Tuesday, February 5, 2013

New York Times OpEd:Suketu Mehta -India’s Speech Impediments

Op-Ed Contributor  
India’s Speech Impediments By Published: February 5, 2013

INDIA is in the throes of what Salman Rushdie rightly calls a “cultural emergency.” Writers and artists of all kinds are being harassed, sued and arrested for what they say or write or create. The government either stands by and does nothing to protect freedom of speech, or it actively abets its suppression.

This year, the world’s largest democracy ranked a miserable 140th out of 179 countries in the Reporters Without Borders Press Freedom Index — falling nine places from last year. Today, Afghanistan and Qatar have a freer press than India. 
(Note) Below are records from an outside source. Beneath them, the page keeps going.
PR #8106, opened 2025-08-20
#8105 Dimensions labels obstruct draft segment position

### LINKED ISSUE #8105: Dimensions labels obstruct draft segment position
In sketch mode, draw a few lines and then while still drawing lines move the cursor over to the dimension label of an existing line: the position of the draft segment.

andrewvarga:
Fixes #8105 

The problem was that `event.offsetX` is based on `event.target` not `event.currentTarget`.

Other option would be to disable those dom elements during drafting, but that seemed less robust to me: easy to add new dom elements later that could still lead to a similar issue, this way is more future proof.
(Or using pointer events but it's a bit more complicated.)

Could use a test too if I can add one which is robust and not rely on exact pixel coordinates too much..

### DIFF
--- a/src/clientSideScene/sceneInfra.ts
+++ b/src/clientSideScene/sceneInfra.ts
@@ -444,8 +444,11 @@ export class SceneInfra {
   private _lastUnprocessedMouseEvent: MouseEvent | undefined
 
   private updateCurrentMouseVector(event: MouseEvent, target: HTMLElement) {
-    this.currentMouseVector.x = (event.offsetX / target.clientWidth) * 2 - 1
-    this.currentMouseVector.y = -(event.offsetY / target.clientHeight) * 2 + 1
+    const rect = target.getBoundingClientRect()
+    const localX = event.clientX - rect.left
+    const localY = event.clientY - rect.top
+    this.currentMouseVector.x = (localX / rect.width) * 2 - 1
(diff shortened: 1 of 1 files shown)


Irev-Dev (approved):
🙌

e2e/playwright/test-network-and-connection-issues.spec.ts
```diff
@@ -127,21 +121,6 @@ test.describe('Test network related behaviors', () => {
...
-      await page.waitForTimeout(100)
-
-      await page.mouse.click(startXPx + PUR * 20, 500 - PUR * 10)
-      await page.waitForTimeout(100)
-
-      await expect(
-        page.locator('.cm-content')
-      ).toHaveText(`@settings(defaultLengthUnit = in)sketch001 = startSketchOn(XZ)profile001 = startProfile(sketch001, at = ${commonPoints.startAt})
-      |> xLine(length = ${commonPoints.num1})`)
-
```
andrewvarga, line 144: I simplified this test significantly to not rely on concrete pixel values for drawing lines. The main purpose of the test is to test networking connection to go out and back on, and if sketching is still working afterwards - sketching result itself is not sketched anymore except to see if we can still draw a sketch.

jacebrowning (approved):
Thanks for improving the test!

Issue #7676, opened 2025-07-02
Lost ability to reexecute on external file change


pierremtb:
Doesn't apply in the assy case https://kittycadworkspace.slack.com/archives/C07A80B83FS/p1751490775826619?thread_ts=1751406501.724119&cid=C07A80B83FS

https://kittycadworkspace.slack.com/files/U04LWF80U5V/F094HF31RQ9/screen_recording_2025-07-02_at_5.18.52___pm.mov

pierremtb:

In recent years, the government has cast a watchful eye on the Internet, demanding that companies like Google and Facebook prescreen content and remove items that might be deemed “disparaging” or “inflammatory,” according to technology industry executives there. 

In November, police in Mumbai arrested a 21-year-old woman for complaining on Facebook about the shutdown of the city after the death of the nativist politician Bal K. Thackeray; another Facebook user was arrested for “liking” the first woman’s comment. The grounds for the arrests? “Hurting religious sentiments.” 

Mr. Rushdie, who after the 1988 publication of “The Satanic Verses” became, to his chagrin, a human weather vane for the right to free speech, was to travel to Kolkata last week to attend a literary festival. At the last minute, he says, he was informed that the police in West Bengal would block his arrival. Local politicians chimed in to support the ban. “Rushdie never should have been invited,” an official in the party that rules the state told me. “Thirty percent of Bengali voters are Muslims.”

The organizers of the literary festival had held up Kolkata as the “cultural capital of India.” The notion that any cultural capital would try to silence speech — or punish artists who do speak out — is, of course, preposterous. But then, Kolkata is hardly alone. 

At the other end of the country, at the Jaipur Literature Festival, a similar spectacle was unfolding. With 120,000 visitors in 2012, Jaipur’s bookfest is among the world’s largest, living proof of Indians’ hunger for literary voices. Or some voices. This year, local leaders of the Bharatiya Janata Party, which advocates Hindu nationalism, demanded that Pakistani writers be banned from the festival. (To their credit, festival organizers stood their ground, and several Pakistani authors did speak.)

Then, just after the festival leaders navigated this controversy, another sprang up. On a panel titled “Republic of Ideas,” the sociologist Ashis Nandy, perhaps the country’s most prominent public intellectual, offered a nuanced argument about the prevalence of corruption among the lower castes. The remarks, arguably, were no more provocative than an American professor’s saying that some early Irish and Italian immigrants joined corrupt political machines like Tammany Hall to climb the socioeconomic ladder. 

And in any free society, it would be fair to debate the point. But in Jaipur, Mr. Nandy was charged with a crime under the Prevention of Atrocities Act. 

In India today, it seems, free speech is itself an atrocity. 

A film, for example, might pass the Censor Board, but then be summarily banned by a state government. That’s what happened with “Vishwaroopam,” a Tamil spy thriller released worldwide — but not in the Indian state of Tamil Nadu, where officials prevented its screening, fearing that it might anger Muslims. 

Next door, in Bangalore, the police demanded that an art gallery remove partially nude pictures of Hindu deities lest they hurt Hindu sentiments and cause mob violence. 

Under the modern Indian Constitution, freedom of speech is highly qualified, subject to what the government deems “reasonable” restrictions. The state can silence its citizens for any number of reasons, including “public order,” “decency or morality” and “friendly relations with foreign states.”

India’s courts, meanwhile, do little to rein in government authorities. The country’s Supreme Court, in the end, did stay Mr. Nandy’s arrest, but it also reinforced the state’s position that he had “no license” to make such statements: “An idea can always hurt people,” the chief justice opined. “An idea can certainly be punished under the law.” 

But India cannot hope to be a true cultural capital of the world — let alone a truly free society — until it firmly protects the right to speech. Without an unqualified constitutional amendment that guarantees this freedom, as the American Constitution’s First Amendment does, the country cannot fairly claim to be the “world’s largest democracy.” 

Indians must understand that free speech — the right to think and exchange ideas freely — is at the core of the democracy they cherish. If the former is weak, the latter cannot help but be as well.

Suketu Mehta, an associate professor of journalism at New York University, is the author of “Maximum City: Bombay Lost and Found.”